Issue #319, opened 2020-01-14
zonedDateTimeAssertions for thew new infix API


robstoll:
*Platform* (jvm, js, android): jvm
*Extension* (none, kotlin 1.3, jdk8): jdk8

## Code related feature

We want to introduce ZonedDateTimeAssertions for the new infix API `api-infix-en_GB`.

Following the things you need to do:

- copy the file `zonedDateTimeAssertions.kt` from atrium-api-fluent-en_GB-jdk8-jvm to atrium-api-infix-en_GB-jdk8-jvm
  - adjust the signatures of the assertion functions (only `fun`) so that they are infix functions (see other files or files in atrium-api-infix-en_GB-common for a guideline)
  - open module-info.java in atrium-api-infix-en_GB-jdk8-jvm and make sure `exports ch.tutteli.atrium.api.infix.en_GB.jdk8;` is not commented out (might be someone else already did that by now)  
- copy the `ZonedDateTimeAssertionsSpec.kt` from atrium-api-fluent-en_GB-jdk8-jvm to atrium-api-infix-en_GB-jdk8-jvm
  - adjust the ambiguityTests so that we see the infix API in action (see for LocalDateTimeAssertionsSpec)

## Your first contribution?
- Write a comment `I'll work on this` if you would like to take this issue over. 
  This way we get the chance to revise the description in case things have changed in the meantime,
  we might give you additional hints and we can assign the task to you, so that others do not start as well.
- See [Your first code contribution](https://github.com/robstoll/atrium/blob/master/.github/CONTRIBUTING.md#your-first-code-contribution) for guidelines.  
- Do not hesitate to ask questions here or to contact us via [Atrium's slack channel](https://kotlinlang.slack.com/team/U3DE1TXKP) if you need help
  ([Invite yourself](https://slack.kotlinlang.org/) in case you do not have an account yet).

tfesenko:
I'll work on this

PR #368, opened 2020-02-10
#319: zonedDateTimeAssertions for thew new infix API

tfesenko:
Followed intructions from the issue:

- [X] copy and adjust the file zonedDateTimeAssertions.kt from atrium-api-fluent-en_GB-jdk8-jvm to atrium-api-infix-en_GB-jdk8-jvm
- [X] uncomment `exports ch.tutteli.atrium.api.infix.en_GB.jdk8` in module-info.java
- [X] copy and adjust `ZonedDateTimeAssertionsSpec.kt`
- [X] (not mentioned in the issue): changed the `@sinse` from 0.9.0 to 0.10.0 as this change will only be available in 0.10.0

----


robstoll:
@tfesenko thanks for your first contribution 🙂👍
How about a second one? The following should be an easy one for you:
https://github.com/robstoll/atrium/issues/315

PR #370, opened 2020-02-11
fix priority issues when it comes to `o` inside a block

robstoll:
----


apis/infix-en_GB/atrium-api-infix-en_GB-common/src/test/kotlin/ch/tutteli/atrium/api/infix/en_GB/AnyAssertionsSpec.kt
```diff
@@ -76,12 +76,12 @@ class AnyAssertionsSpec : ch.tutteli.atrium.specs.integration.AnyAssertionsSpec(
         a1b notToBeNull {}
 
         a1 and o toBe 1
```
jGleitz: Let me guess, we cannot make this one also `it`?

robstoll: that's exactly the issue

robstoll:
I just realised that I am not yet happy with the workaround, going to close this one and think more about it

Issue #63, opened 2019-01-08
infix `to contain in any order` should be `contains inAnyOrder`


robstoll:
*Platform* (JVM and/or JS): all

## Code related feature
```
assert(listOf("hello", "world")) contains "hello" // is short for
assert(listOf("hello", "world")) to contain inAny order atLeast 1 value "hello"
```
I think I have chosen to go with `to contain` since otherwise `contains` is overloaded with `T` and with `inAnyOrder/inOrder` etc. However, thinking about it now I don't think that's too bad (maybe there were other reasons to). Anyway, it does not seem very intuitive to me and I think it would be better if we would start with `contains` as well as in the following example:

=======

Could you give the data above again, exact in every line?

● Finished task
Issue #319, opened 2020-01-14
zonedDateTimeAssertions for thew new infix API


robstoll:
*Platform* (jvm, js, android): jvm
*Extension* (none, kotlin 1.3, jdk8): jdk8

## Code related feature

We want to introduce ZonedDateTimeAssertions for the new infix API `api-infix-en_GB`.

Following the things you need to do:

- copy the file `zonedDateTimeAssertions.kt` from atrium-api-fluent-en_GB-jdk8-jvm to atrium-api-infix-en_GB-jdk8-jvm
  - adjust the signatures of the assertion functions (only `fun`) so that they are infix functions (see other files or files in atrium-api-infix-en_GB-common for a guideline)
  - open module-info.java in atrium-api-infix-en_GB-jdk8-jvm and make sure `exports ch.tutteli.atrium.api.infix.en_GB.jdk8;` is not commented out (might be someone else already did that by now)  
- copy the `ZonedDateTimeAssertionsSpec.kt` from atrium-api-fluent-en_GB-jdk8-jvm to atrium-api-infix-en_GB-jdk8-jvm
  - adjust the ambiguityTests so that we see the infix API in action (see for LocalDateTimeAssertionsSpec)

## Your first contribution?
- Write a comment `I'll work on this` if you would like to take this issue over. 
  This way we get the chance to revise the description in case things have changed in the meantime,
  we might give you additional hints and we can assign the task to you, so that others do not start as well.
- See [Your first code contribution](https://github.com/robstoll/atrium/blob/master/.github/CONTRIBUTING.md#your-first-code-contribution) for guidelines.  
- Do not hesitate to ask questions here or to contact us via [Atrium's slack channel](https://kotlinlang.slack.com/team/U3DE1TXKP) if you need help
  ([Invite yourself](https://slack.kotlinlang.org/) in case you do not have an account yet).

tfesenko:
I'll work on this

PR #368, opened 2020-02-10
#319: zonedDateTimeAssertions for thew new infix API

tfesenko:
Followed intructions from the issue:

- [X] copy and adjust the file zonedDateTimeAssertions.kt from atrium-api-fluent-en_GB-jdk8-jvm to atrium-api-infix-en_GB-jdk8-jvm
- [X] uncomment `exports ch.tutteli.atrium.api.infix.en_GB.jdk8` in module-info.java
- [X] copy and adjust `ZonedDateTimeAssertionsSpec.kt`
- [X] (not mentioned in the issue): changed the `@sinse` from 0.9.0 to 0.10.0 as this change will only be available in 0.10.0

----


robstoll:
@tfesenko thanks for your first contribution 🙂👍
How about a second one? The following should be an easy one for you:
https://github.com/robstoll/atrium/issues/315

PR #370, opened 2020-02-11
fix priority issues when it comes to `o` inside a block

robstoll:
----


apis/infix-en_GB/atrium-api-infix-en_GB-common/src/test/kotlin/ch/tutteli/atrium/api/infix/en_GB/AnyAssertionsSpec.kt
```diff
@@ -76,12 +76,12 @@ class AnyAssertionsSpec : ch.tutteli.atrium.specs.integration.AnyAssertionsSpec(
         a1b notToBeNull {}
 
         a1 and o toBe 1
```
jGleitz: Let me guess, we cannot make this one also `it`?

robstoll: that's exactly the issue

robstoll:
I just realised that I am not yet happy with the workaround, going to close this one and think more about it

Issue #63, opened 2019-01-08
infix `to contain in any order` should be `contains inAnyOrder`


robstoll:
*Platform* (JVM and/or JS): all

## Code related feature
```
assert(listOf("hello", "world")) contains "hello" // is short for
assert(listOf("hello", "world")) to contain inAny order atLeast 1 value "hello"
```
I think I have chosen to go with `to contain` since otherwise `contains` is overloaded with `T` and with `inAnyOrder/inOrder` etc. However, thinking about it now I don't think that's too bad (maybe there were other reasons to). Anyway, it does not seem very intuitive to me and I think it would be better if we would start with `contains` as well as in the following example:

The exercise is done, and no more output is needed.